The coefficient of $y$ gives

$$\begin{array}{llll}\hfill 0& =-\frac{3}{64}{a}^5+\frac{3}{8}{a}^{3}b-\frac{3}{4}a{b}^2-2^{10}\mathrm{\Delta }(f)& \hfill & \\ \hfill & =-\frac{3}{64}a{\left(a^2-4b\right)}^2-2^{10}\mathrm{\Delta }(f)& \hfill & \\ \hfill & =-2^{10}\mathrm{\Delta }(f)& \hfill & \end{array}$$

Therefore

$$\mathrm{\Delta }(f)=0.$$

Since $f$ is separable, this is a contradiction, so ${𝜃}_f(y)$ is irreducible.
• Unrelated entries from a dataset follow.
PR #2788, opened 2025-11-03
Update Brand Graphics and Nomenclature

saengel:
## Description
Updated the mobile hamburger menu for brand graphics and updated naming. 

## Code Changes
1. In `static/css/s2.css` - Padding for dropdown dots, and logic to flip the chevron direction for Hebrew
2. `static/icons/chevron-right.svg` - The new chevron icon
3.  `static/js/Header.jsx` - Shifting language (ensuring language for `<InterfaceText />` is defined in `Strings.js` to account for future changes across the site, moving out the icons in favor of the dots, shifting the products into a chevron icon with new language. 
4. `static/js/sefaria/strings.js` - Adding relevant language for i8n purposes.

### DIFF
--- a/static/css/s2.css
+++ b/static/css/s2.css
@@ -15118,7 +15118,7 @@ span.ref-link-color-3 {color: blue}
   margin-inline-end: 15px;
 }
 
-.interface-hebrew .mobileAccountLinks img[src="/static/icons/chevron-right.svg"] {
+.interface-hebrew .mobileAccountLinks .chevron {
   transform: rotate(180deg);
 }
 
--- a/static/js/Header.jsx
+++ b/static/js/Header.jsx
@@ -535,7 +535,7 @@ const MobileNavMenu = ({ onRefClick, showSearch, openTopic, openURL, close, visi
         </a>
 
         <a href="/products" data-target-module={Sefaria.LIBRARY_MODULE}>
-          <img src="/static/icons/chevron-right.svg"/>
+          <img className="chevron" src="/static/icons/chevron-right.svg"/>
           <InterfaceText>More from Sefaria</InterfaceText>
         </a>
 


static/css/s2.css
```diff
@@ -15114,6 +15114,14 @@ span.ref-link-color-3 {color: blue}
   flex-shrink: 0;
 }
 
+.mobileAccountLinks .dropdownDot {
+  margin-inline-end: 15px;
+}
+
+.interface-hebrew .mobileAccountLinks img[src="/static/icons/chevron-right.svg"] {
```
YishaiGlasner: That coupled to the file path and mixes presentation logic with content logic. Also it can cause problems with caching.
Use classnames.

static/js/Header.jsx
```diff
@@ -517,26 +517,26 @@ const MobileNavMenu = ({ onRefClick, showSearch, openTopic, openURL, close, visi
 
         {module === Sefaria.LIBRARY_MODULE &&
           <a href="/" data-target-module={Sefaria.VOICES_MODULE}>
-            <img src="/static/icons/sheets-mobile-icon.svg" alt={Sefaria._("Sheets")} />
-            <InterfaceText>Sheets</InterfaceText>
+            <span className="dropdownDot" style={{backgroundColor: `var(--sheets-green)`}}></span>
```
YishaiGlasner, line 520: is that the same way we do it for desktop? it would be better to have one way so it would be simple to refactor it to one component in future

static/js/sefaria/strings.js
```diff
@@ -693,9 +693,11 @@ const Strings = {
     "Collection Logo": "לוגו אסופה",
     "Settings": "הגדרות",
     "Library": "ספריה",
+    "Sefaria Library": "ספריית ספריא",
```
YishaiGlasner, line 696: we have these strings working in desktop, isn't it?

static/css/s2.css
saengel: Good call, thank you - you should see the fix pushed now

static/js/Header.jsx
saengel: Yes, this is how we do it exactly for desktop - thank you for the future thinking, good call!

static/js/sefaria/strings.js
saengel: I searched the `strings.js` file and didn't see any of the ones I needed to add for this spec, what do you suspect?

YishaiGlasner: i thought we have the same strings in switcher for desktop, but no i see there we have shorter strings.

yitzhakc:
I would posit that this is quite a simple (as in, low complexity) task 😁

It remains the case where the characteristic is 3. Then the equation

$${𝜃}_f(y)={(y^2+\mathit{ay}+b)}^3={(y^3+b_2{y}^2+b_{4}y+b_6)}^2-2^{10}\mathrm{\Delta }(f)y$$

gives the system

$$\{\begin{array}{cc}0\hfill & =2b_2,\hfill \\ 0\hfill & =b_2^2+2b_4,\hfill \\ 0\hfill & =-a^3+2b_2{b}_4+2b_6,\hfill \end{array}$$

Therefore $b_2=b_4=0$, so the initial equation gives

$$y^6+a^3{y}^3+b^3=y^6+2b_6{y}^3-2^{10}\mathrm{\Delta }(f)y+b_6^2,$$

and we have the same contradiction $\mathrm{\Delta }(f)=0$, and the same conclusion:

${𝜃}_f(y)$ is irreducible over $F$.

We give here the corresponding Sage instructions:

     y,b2,b4,b6,Delta,a,b,c = var(’y,b2,b4,b6,Delta,a,b,c’)
     u = (y^3+b2*y^2+b4*y+b6)^2 - 2^10*Delta*y - (y^2+a*y+b)^3
     u = u.expand().collect(y); u

$$-\left(3a-2b_2\right)y^5-\left(3a^2-b_2^2+3b-2b_4\right)y^4-\left(a^3+6\mathit{ab}-2b_2{b}_4-2b_6\right)y^3-b^3$$

$$-\left(3a^{2}b+3b^2-b_4^2-2b_2{b}_6\right)y^2+b_6^2-\left(3a{b}^2-2b_4{b}_6+1024\mathrm{\Delta }\right)y$$

     eq = [u.coefficient(y^i) for i in range(3,6)]
     solve(eq,b2,b4,b6)

$$\left[\left[b_2=\frac{3}{2}a,b_4=\frac{3}{8}{a}^2+\frac{3}{2}b,b_6=-\frac{1}{16}{a}^3+\frac{3}{4}\mathit{ab}\right]\right]$$

     v = u.coefficient(y^3)
     w = v.subs(b2 == 3/2*a, b4 == 3/8*a^2 + 3/2*b, b6 == -1/16*a^3 + 3/4*a*b)
     w.expand()

$$0$$

     s = u.coefficient(y^2)
     t = s.subs(b2 == 3/2*a, b4 == 3/8*a^2 + 3/2*b, b6 == -1/16*a^3 + 3/4*a*b)
     t.expand().factor()

$$-\frac{3}{64}{\left(a^2-4b\right)}^2$$

     p = u.coefficient(y)
     q = p.subs(b2 == 3/2*a, b4 == 3/8*a^2 + 3/2*b, b6 == -1/16*a^3 + 3/4*a*b)
     q.expand()

$$-\frac{3}{64}{a}^5+\frac{3}{8}{a}^{3}b-\frac{3}{4}a{b}^2-1024\mathrm{\Delta }$$

     q.expand().subs(b = a^2/4)

$$-1024\mathrm{\Delta }$$

We obtained $\mathrm{\Delta }(f)=0$.